Sunday, September 9, 2007

Hollywood celebrities appeal to UN chief to help free Suu Kyi
WASHINGTON, Sept 6, 2007 (AFP) - Twenty-eight Hollywood celebrities have written to UN Secretary General Ban Ki-moon to personally intervene to secure the release of military-ruled Myanmar's democracy icon Aung San Suu Kyi.
"We urge you to take action to secure her immediate release," said the celebrities, including movie stars Jennifer Aniston, Dustin Hoffman, Owen Wilson , Robin Williams, and Anjelica Huston, in their letter sent Wednesday.
The world's only imprisoned Nobel Peace Prize recipient, Aung San Suu Kyi, 62, has been held under house arrest in Myanmar for 11 of the past 17 years.Her National League for Democracy (NLD) won elections in 1990, but military rulers of Myanmar, formerly known as Burma, never recognized the result.
Although she was an elected leader of the Myanmar people, with her party winning 82 percent of the seats in parliament, "the military regime cruelly locked her up along with many members of her party," the celebrities told Ban.
They also noted that according to the UN, the military junta had burned down or destroyed over 3,000 villages in eastern Myanmar, forcing over one million people to flee their homes.
"This courageous, brave woman whom many call 'Burma's Nelson Mandela' should be released and the military regime should end its attacks on civilians," they said.
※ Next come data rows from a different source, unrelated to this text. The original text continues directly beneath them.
PR #4486, opened 2020-02-12
CUSTCOM-135: Move config initialization before Startup run level

pdudits:
Many services have implicit dependency on Microprofile config. We therefore need
to assure that it is already available as services enter startup run level.

Expansion of domain.xml attributes should also refer to our implementation rather
than to MP Config API, as that might lock up in certain scenarios, like single-threaded
startup.

# Description
This is a bug fix. 

During development of other feature, it became apparent that during load of applications on Payara Micro the startup is single threaded. Therefore no amount of wait would resolve implicit dependency to Microprofile config provider, it simply needs to be started earlier.

Another potential danger point was evalutation of `${MPCONFIG=key}`  while our provider didn't yet start.

# Important Info

# Testing

### Testing Performed

Prepared Payara Micro with an deployed application, then restarted it. Before, in 100% of attempts it resulted in 

```
[WARNING] [] [fish.payara.nucleus.microprofile.config.spi.ConfigProviderResolverImpl] [tid: _ThreadID=1 _ThreadName=main] [timeMillis: 1581503313800] [levelValue: 900] [[  
  Timeout out waiting for Microprofile Config startup
java.lang.IllegalStateException: Payara Microprofile Config needs running server environment to work. Either it's not running, or you're experiencing a race condition
```

The condition is not happening anymore.

### Test suites executed
- MP Config TCK payara-micro-managed

### Testing Environment

OpenJ9 1.8.0_232 on Windows 10, Maven 3.6.3

### DIFF
--- a/nucleus/admin/config-api/src/main/java/org/glassfish/config/support/TranslatedConfigView.java
+++ b/nucleus/admin/config-api/src/main/java/org/glassfish/config/support/TranslatedConfigView.java
@@ -37,11 +37,12 @@
  * only if the new code is made subject to such option by the copyright
  * holder.
  */
-// Portions Copyright [2016-2019] [Payara Foundation and/or its affiliates]
+// Portions Copyright [2016-2020] [Payara Foundation and/or its affiliates]
 
 package org.glassfish.config.support;
 
 import com.sun.enterprise.security.store.DomainScopedPasswordAliasStore;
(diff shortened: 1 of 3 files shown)


pdudits:
Jenkins test please

pdudits:
Jenkins test please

Their effort, organized by Oscar-winning actress Huston along with two groups, the Human Rights Action Center and US Campaign for Burma, came as pro-democracy supporters staged rare street protests against the junta in Myanmar.
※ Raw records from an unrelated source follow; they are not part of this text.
PR #4493, opened 2020-02-14
APPSERV-36 Extracts Monitoring Console to its own Repository

jbee:
### Summary
Three modules got extracted:

* **MC API**: Contains interfaces that make data and watch collection possible. It is implemented by a couple of classes (services) in the server; the modules of those are directly dependent on the API module
* **MC Implementation**: Contains the processing of data and watch collection and alert evaluation. A "adapter" module in the server has this as runtime dependency where the implementation is connected via API using Java service loader.
* **MC Webapp**: Contains the web application. As this is still deployed from commands the server packaging includes this as a build dependency.

There is one module left in the server that does the bootstrapping of the monitoring console by using its API. This module is not included in e.g. micro when monitoring should not be included.

So in summary a server that does not include monitoring console does only have to include the MC API module. A server that does include it includes all 3 MC modules and the bootstrapping module in the server. From the point of the server those 3 MC modules are external dependencies like any other library is. As such they are referenced by non snapshot versions which are configured via 3 new maven properties in the main `pom.xml`.

Corresponding PR in new repository is https://github.com/payara/monitoring-console/pull/1

### Notes for the Reviewer
* The API dependency is added to all module that share metrics. While this make for more work this is cleaner in terms of the OSGi dependency graph.
```xml
<dependency>
  <groupId>fish.payara.monitoring-console</groupId>
  <artifactId>monitoring-console-api</artifactId>
</dependency>
``` 
* (almost) all removed files are moved to monitoring-console repository https://github.com/payara/monitoring-console/pull/1
* `MonitoringConsoleRuntimeImpl` is the service bootstrapped on startup. It implements the low level grunt work for as requested by the API. In its post construction initialisation it uses the `MonitoringConsoleFactory` of the API to also bootstrap the `MonitoringConsole` instance that is the control abstraction for the "engine" of monitoring console.
* the _process_ and _webapp_ modules are runtime dependencies of the server that includes the monitoring console wherefore those are included by the packager
* as there was no central module that also depended on API for `CountStatistic` or `RangeStatistic` those now are registered by the modules that rely on them being registered. 

### Special Note on Bootstrapping
Due to changes in how modules are composed as server the old bootstrapping did no longer trigger creation of the `MonitoringConsoleRuntimeImpl` which is a `@Service`. This is most likely to be expected behaviour as no other part of the server needs this service so it is never created by HK2.
To work around this the class now implements the `ApplicationLifecycleInterceptor` `@Contract` which is resolved via `getAllServices(ApplicationLifecycleInterceptor.class)` at some point during server bootstrapping causing the creation of the `MonitoringConsoleRuntimeImpl` service.
As this is probably _too early_ it uses the `Events` and registers itself as a `EventListener` to wait with the actual bootstrapping of the console until the `SERVER_READY` event is received.

### Testing
Build and start the server. 

Check:
* MC can be started via command
* MC shows data
* MC can be disabled by disabling the server's monitoring service
* MC request tracing detail data is available when enabling RT
* MC custom watches can be created and remain after restart of the server
* MC shows data from other instances

Build and start Payara Micro. Check no problems due to missing dependencies occur during startup.


Pandrex247:
Couple of conflicts 😥

appserver/monitoring-console/core/src/main/java/fish/payara/monitoring/runtime/MonitoringConsoleRuntimeImpl.java
```diff
@@ -0,0 +1,336 @@
...
+
+    public void init() {
+        if (!initialised.compareAndSet(false, true) ) {
+            return;
+        }
+        try {
+            LOGGER.info("Bootstrapping Monitoring Console Runtime");
+            boolean isDas = serverEnv.isDas();
+            config = domain.getExtensionByType(MonitoringConsoleConfiguration.class);
+            String instanceName = "server"; // default
```
Pandrex247: Am I understanding this correctly? It seems off to me.

So if Hazelcast isn't enabled, despite an instance for example being called "Insty1", it will go to the `MonitoringConsoleFactory` and eventually get given an `InMemorySeriesRepository` which registers the instance name as _server_ and adds that name to its set of instances. 

Is that correct? I haven't dug deep down into the guts but an instance registering itself with an incorrect name perked an eyebrow 🤔

appserver/payara-appserver-modules/microprofile/metrics/pom.xml
```diff
@@ -108,5 +108,10 @@
             <groupId>jakarta.platform</groupId>
             <artifactId>jakarta.jakartaee-api</artifactId>
         </dependency>
+        <dependency>
+            <groupId>fish.payara.monitoring-console</groupId>
+            <artifactId>api</artifactId>
+            <version>1.0-SNAPSHOT</version>
```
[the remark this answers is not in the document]
jbee: Yes, missed to clean this after I added the property. :roll_eyes:

appserver/monitoring-console/core/src/main/java/fish/payara/monitoring/runtime/MonitoringConsoleRuntimeImpl.java
jbee: So far I extracted the name from hazelcast from the `HazelcastCore.INSTANCE_ATTRIBUTE` as I found that is done at other places. Happy to use some other reliable source if you can point me at one.

pom.xml
```diff
@@ -205,6 +205,9 @@
         <concurrent-api.version>1.1.2</concurrent-api.version>
         <concurrent.version>1.0.payara-p2</concurrent.version>
         <asm.version>7.2</asm.version>
+        <monitoring-console-api.version>1.0</monitoring-console-api.version>
+        <monitoring-console-process.version>1.0-SNAPSHOT</monitoring-console-process.version>
```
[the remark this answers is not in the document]
jbee: Yes, during development I used SNAPSHOT but now it should be 1.0. I also changes the webapp version to 1.0.

appserver/monitoring-console/core/src/main/java/fish/payara/monitoring/runtime/MonitoringConsoleRuntimeImpl.java
Pandrex247: I believe `ServerEnvironment.getInstanceName()` is fairly reliable.
Ottomh I'm not sure that the name returned by that is 100% always the name used in Hazelcast, but I'm nitpicking what happens if Hazelcast isn't enabled here so should be fine (assuming it works).

Although having said all that - does the monitoring even work without Hazelcast?

jbee:
jenkins test please

appserver/monitoring-console/core/src/main/java/fish/payara/monitoring/runtime/MonitoringConsoleRuntimeImpl.java
jbee: I changed it to `ServerEnvironment.getInstanceName()`. It does work without Hazelcast in a single instance (DAS) configuration.

jbee:
As expected CI build fails because of missing dependencies.

jbee:
jenkins test please

jbee:
jenkins test please

MarkWareham:
jenkins test please

MarkWareham:
jenkins test please

MarkWareham:
jenkins test please

Pandrex247:
Jenkins test please

jbee:
Yeha. The honour is all yours @Pandrex247 .

pzygielo:
When one can expect this to be in central/other repository?
```
[ERROR] Failed to execute goal on project hazelcast-bootstrap: Could not resolve dependencies for project fish.payara.server.internal.payara-modules:hazelcast-bootstrap:glassfish-jar:5.201-SNAPSHOT: Could not find artifact fish.payara.monitoring-console:monitoring-console-api:jar:1.0 in central (https://repo.maven.apache.org/maven2) 
```

dmatej:
@pzygielo I hope it will be resolved today, emergency solution is to build this repo:
https://github.com/payara/monitoring-console , this commit: https://github.com/payara/monitoring-console/commit/1a5be6406f53aa82a28f6002cc7ff0ac889f16db

pzygielo:
> I hope it will be resolved today,

Thanks for checking.

> emergency solution is to build this repo:
> https://github.com/payara/monitoring-console , this commit: [payara/monitoring-console@1a5be64](https://github.com/payara/monitoring-console/commit/1a5be6406f53aa82a28f6002cc7ff0ac889f16db)

Yeah, it works indeed, that's what I did on my local machine on Friday :smile: 
(But I have to remember to delete MC from local repo as it's not snapshot, and will not be re-fetched from central...)

jbee:
@pzygielo https://search.maven.org/search?q=g:fish.payara.monitoring-console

Defying a clampdown on dissent that had drawn sharp condemnation from US President George W. Bush, the protestors have been staging a series of demonstrations against a staggering increase in fuel prices.
The almost daily protests mark the most sustained demonstrations against the military regime in at least nine years.
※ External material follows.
Issue #4489, opened 2020-02-13
[microprofile] Openapi - Implementation of TreeSet comparator is wrong. /CUSTCOM-197


Berger1994:
The compartor implementation for the used TreeSet in the class `fish.payara.microprofile.openapi.impl.visitor.OpenApiWalker` ([here](https://github.com/payara/Payara/blob/a1dda93443b92f2c3ca54b8dbb1786a775727d5d/appserver/payara-appserver-modules/microprofile/openapi/src/main/java/fish/payara/microprofile/openapi/impl/visitor/OpenApiWalker.java#L120)) is wrong. It depends on how many classes are filled in the list. (the order has a problem too)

Aung San Suu Kyi, among about 1,200 political prisoners in Myanmar, "is a woman that is taking on a brutal military dictatorship with nothing more than the truth in her heart and the support of her people," said Jack Healey, founder of the Human Rights Action Center.
"The situation inside Burma is grave, similar to that in Darfur. The silence of the world on Aung San Suu Kyi is unconscionable, " said Jeremy Woodrum, co-founder of the US Campaign for Burma.
Two of the signatories, Hollywood stars Eric Szmanda from the television show "Crime Scene Investigation" and Walter Koenig from "Star Trek" recently traveled to refugee camps on the Thailand-Myanmar border to press for more UN help.
Huston became interested in Aung San Suu Kyi and Myanmar after learning about the situation from Healey. Support for human rights runs in her family.
Her father, the director John Huston, led the efforts against McCarthyism -- a period of extreme anti-communist suspicion inspired by the tensions of the Cold War -- in 1950s Hollywood.